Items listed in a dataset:
..............................

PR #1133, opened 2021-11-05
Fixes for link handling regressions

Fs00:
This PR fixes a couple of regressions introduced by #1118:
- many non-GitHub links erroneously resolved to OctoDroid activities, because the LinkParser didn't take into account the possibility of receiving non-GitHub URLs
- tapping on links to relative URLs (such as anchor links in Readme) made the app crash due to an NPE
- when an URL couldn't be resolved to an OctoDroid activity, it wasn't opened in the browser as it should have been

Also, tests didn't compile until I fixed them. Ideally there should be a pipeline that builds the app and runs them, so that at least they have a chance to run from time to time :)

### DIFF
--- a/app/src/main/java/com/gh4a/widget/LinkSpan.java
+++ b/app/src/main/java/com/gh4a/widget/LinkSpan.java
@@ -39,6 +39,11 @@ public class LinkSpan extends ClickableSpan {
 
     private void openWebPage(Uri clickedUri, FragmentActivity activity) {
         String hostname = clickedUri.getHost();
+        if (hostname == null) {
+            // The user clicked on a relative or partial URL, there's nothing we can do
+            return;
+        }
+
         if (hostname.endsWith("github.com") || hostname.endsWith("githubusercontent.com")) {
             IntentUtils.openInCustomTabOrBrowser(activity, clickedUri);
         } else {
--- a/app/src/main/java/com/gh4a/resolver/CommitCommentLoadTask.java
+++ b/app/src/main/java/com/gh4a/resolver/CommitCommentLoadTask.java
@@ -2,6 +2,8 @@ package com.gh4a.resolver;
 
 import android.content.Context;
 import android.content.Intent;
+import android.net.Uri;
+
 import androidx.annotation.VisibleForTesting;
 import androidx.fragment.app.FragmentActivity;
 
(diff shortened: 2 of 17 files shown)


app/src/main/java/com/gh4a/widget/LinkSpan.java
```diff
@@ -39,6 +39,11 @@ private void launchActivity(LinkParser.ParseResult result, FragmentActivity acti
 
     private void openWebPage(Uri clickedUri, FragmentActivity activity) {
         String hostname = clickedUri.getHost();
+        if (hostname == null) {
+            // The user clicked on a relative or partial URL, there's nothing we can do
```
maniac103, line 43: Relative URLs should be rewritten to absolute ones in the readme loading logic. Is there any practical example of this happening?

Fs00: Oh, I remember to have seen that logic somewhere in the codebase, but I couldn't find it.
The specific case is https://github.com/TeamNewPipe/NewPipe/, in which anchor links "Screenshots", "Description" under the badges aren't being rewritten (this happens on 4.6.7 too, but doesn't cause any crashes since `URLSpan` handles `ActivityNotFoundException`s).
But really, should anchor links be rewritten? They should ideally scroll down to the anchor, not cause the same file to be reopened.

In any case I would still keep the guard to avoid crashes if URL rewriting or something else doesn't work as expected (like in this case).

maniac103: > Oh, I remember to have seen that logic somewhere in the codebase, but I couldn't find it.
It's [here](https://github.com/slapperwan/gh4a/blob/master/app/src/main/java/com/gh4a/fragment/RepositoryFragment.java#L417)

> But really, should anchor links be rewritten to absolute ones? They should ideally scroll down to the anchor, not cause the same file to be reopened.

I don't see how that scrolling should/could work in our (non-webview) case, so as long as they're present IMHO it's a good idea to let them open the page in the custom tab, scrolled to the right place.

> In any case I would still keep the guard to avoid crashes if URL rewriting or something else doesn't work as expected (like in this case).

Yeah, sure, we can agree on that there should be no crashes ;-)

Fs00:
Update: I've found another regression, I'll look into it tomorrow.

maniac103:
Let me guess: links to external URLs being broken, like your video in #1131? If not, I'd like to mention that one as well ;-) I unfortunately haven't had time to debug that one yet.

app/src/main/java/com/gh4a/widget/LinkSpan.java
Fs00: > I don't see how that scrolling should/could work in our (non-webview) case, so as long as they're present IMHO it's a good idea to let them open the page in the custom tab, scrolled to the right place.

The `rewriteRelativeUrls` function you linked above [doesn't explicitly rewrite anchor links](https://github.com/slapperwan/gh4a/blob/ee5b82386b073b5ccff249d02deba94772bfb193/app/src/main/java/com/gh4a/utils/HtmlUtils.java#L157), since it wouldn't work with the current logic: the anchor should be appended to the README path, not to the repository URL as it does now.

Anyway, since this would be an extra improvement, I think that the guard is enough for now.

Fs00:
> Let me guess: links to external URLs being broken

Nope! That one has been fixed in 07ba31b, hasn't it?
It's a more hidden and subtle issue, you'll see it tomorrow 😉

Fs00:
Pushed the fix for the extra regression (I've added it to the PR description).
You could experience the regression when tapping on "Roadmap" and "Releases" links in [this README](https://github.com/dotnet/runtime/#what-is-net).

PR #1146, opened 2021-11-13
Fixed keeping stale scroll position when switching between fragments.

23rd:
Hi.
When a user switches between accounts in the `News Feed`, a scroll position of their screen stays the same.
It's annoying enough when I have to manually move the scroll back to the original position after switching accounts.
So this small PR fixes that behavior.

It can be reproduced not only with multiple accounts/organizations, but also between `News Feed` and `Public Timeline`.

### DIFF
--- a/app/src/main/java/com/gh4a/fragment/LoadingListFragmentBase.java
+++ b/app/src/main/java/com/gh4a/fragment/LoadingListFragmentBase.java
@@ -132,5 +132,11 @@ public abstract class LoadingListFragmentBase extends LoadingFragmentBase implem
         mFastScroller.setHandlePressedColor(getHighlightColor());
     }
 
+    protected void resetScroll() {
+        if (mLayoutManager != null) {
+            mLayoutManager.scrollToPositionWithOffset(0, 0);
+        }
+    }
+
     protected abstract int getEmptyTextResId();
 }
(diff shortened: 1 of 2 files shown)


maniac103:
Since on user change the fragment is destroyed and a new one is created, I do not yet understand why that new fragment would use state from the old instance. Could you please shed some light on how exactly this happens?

..............................

§ Problem description
When you output the entries, keep every word exactly as it stands.

§ Answer section
PR #1133, opened 2021-11-05
Fixes for link handling regressions

Fs00:
This PR fixes a couple of regressions introduced by #1118:
- many non-GitHub links erroneously resolved to OctoDroid activities, because the LinkParser didn't take into account the possibility of receiving non-GitHub URLs
- tapping on links to relative URLs (such as anchor links in Readme) made the app crash due to an NPE
- when an URL couldn't be resolved to an OctoDroid activity, it wasn't opened in the browser as it should have been

Also, tests didn't compile until I fixed them. Ideally there should be a pipeline that builds the app and runs them, so that at least they have a chance to run from time to time :)

### DIFF
--- a/app/src/main/java/com/gh4a/widget/LinkSpan.java
+++ b/app/src/main/java/com/gh4a/widget/LinkSpan.java
@@ -39,6 +39,11 @@ public class LinkSpan extends ClickableSpan {
 
     private void openWebPage(Uri clickedUri, FragmentActivity activity) {
         String hostname = clickedUri.getHost();
+        if (hostname == null) {
+            // The user clicked on a relative or partial URL, there's nothing we can do
+            return;
+        }
+
         if (hostname.endsWith("github.com") || hostname.endsWith("githubusercontent.com")) {
             IntentUtils.openInCustomTabOrBrowser(activity, clickedUri);
         } else {
--- a/app/src/main/java/com/gh4a/resolver/CommitCommentLoadTask.java
+++ b/app/src/main/java/com/gh4a/resolver/CommitCommentLoadTask.java
@@ -2,6 +2,8 @@ package com.gh4a.resolver;
 
 import android.content.Context;
 import android.content.Intent;
+import android.net.Uri;
+
 import androidx.annotation.VisibleForTesting;
 import androidx.fragment.app.FragmentActivity;
 
(diff shortened: 2 of 17 files shown)


app/src/main/java/com/gh4a/widget/LinkSpan.java
```diff
@@ -39,6 +39,11 @@ private void launchActivity(LinkParser.ParseResult result, FragmentActivity acti
 
     private void openWebPage(Uri clickedUri, FragmentActivity activity) {
         String hostname = clickedUri.getHost();
+        if (hostname == null) {
+            // The user clicked on a relative or partial URL, there's nothing we can do
```
maniac103, line 43: Relative URLs should be rewritten to absolute ones in the readme loading logic. Is there any practical example of this happening?

Fs00: Oh, I remember to have seen that logic somewhere in the codebase, but I couldn't find it.
The specific case is https://github.com/TeamNewPipe/NewPipe/, in which anchor links "Screenshots", "Description" under the badges aren't being rewritten (this happens on 4.6.7 too, but doesn't cause any crashes since `URLSpan` handles `ActivityNotFoundException`s).
But really, should anchor links be rewritten? They should ideally scroll down to the anchor, not cause the same file to be reopened.

In any case I would still keep the guard to avoid crashes if URL rewriting or something else doesn't work as expected (like in this case).

maniac103: > Oh, I remember to have seen that logic somewhere in the codebase, but I couldn't find it.
It's [here](https://github.com/slapperwan/gh4a/blob/master/app/src/main/java/com/gh4a/fragment/RepositoryFragment.java#L417)

> But really, should anchor links be rewritten to absolute ones? They should ideally scroll down to the anchor, not cause the same file to be reopened.

I don't see how that scrolling should/could work in our (non-webview) case, so as long as they're present IMHO it's a good idea to let them open the page in the custom tab, scrolled to the right place.

> In any case I would still keep the guard to avoid crashes if URL rewriting or something else doesn't work as expected (like in this case).

Yeah, sure, we can agree on that there should be no crashes ;-)

Fs00:
Update: I've found another regression, I'll look into it tomorrow.

maniac103:
Let me guess: links to external URLs being broken, like your video in #1131? If not, I'd like to mention that one as well ;-) I unfortunately haven't had time to debug that one yet.

app/src/main/java/com/gh4a/widget/LinkSpan.java
Fs00: > I don't see how that scrolling should/could work in our (non-webview) case, so as long as they're present IMHO it's a good idea to let them open the page in the custom tab, scrolled to the right place.

The `rewriteRelativeUrls` function you linked above [doesn't explicitly rewrite anchor links](https://github.com/slapperwan/gh4a/blob/ee5b82386b073b5ccff249d02deba94772bfb193/app/src/main/java/com/gh4a/utils/HtmlUtils.java#L157), since it wouldn't work with the current logic: the anchor should be appended to the README path, not to the repository URL as it does now.

Anyway, since this would be an extra improvement, I think that the guard is enough for now.

Fs00:
> Let me guess: links to external URLs being broken

Nope! That one has been fixed in 07ba31b, hasn't it?
It's a more hidden and subtle issue, you'll see it tomorrow 😉

Fs00:
Pushed the fix for the extra regression (I've added it to the PR description).
You could experience the regression when tapping on "Roadmap" and "Releases" links in [this README](https://github.com/dotnet/runtime/#what-is-net).

PR #1146, opened 2021-11-13
Fixed keeping stale scroll position when switching between fragments.

23rd:
Hi.
When a user switches between accounts in the `News Feed`, a scroll position of their screen stays the same.
It's annoying enough when I have to manually move the scroll back to the original position after switching accounts.
So this small PR fixes that behavior.

It can be reproduced not only with multiple accounts/organizations, but also between `News Feed` and `Public Timeline`.

### DIFF
--- a/app/src/main/java/com/gh4a/fragment/LoadingListFragmentBase.java
+++ b/app/src/main/java/com/gh4a/fragment/LoadingListFragmentBase.java
@@ -132,5 +132,11 @@ public abstract class LoadingListFragmentBase extends LoadingFragmentBase implem
         mFastScroller.setHandlePressedColor(getHighlightColor());
     }
 
+    protected void resetScroll() {
+        if (mLayoutManager != null) {
+            mLayoutManager.scrollToPositionWithOffset(0, 0);
+        }
+    }
+
     protected abstract int getEmptyTextResId();
 }
(diff shortened: 1 of 2 files shown)


maniac103:
Since on user change the fragment is destroyed and a new one is created, I do not yet understand why that new fragment would use state from the old instance. Could you please shed some light on how exactly this happens?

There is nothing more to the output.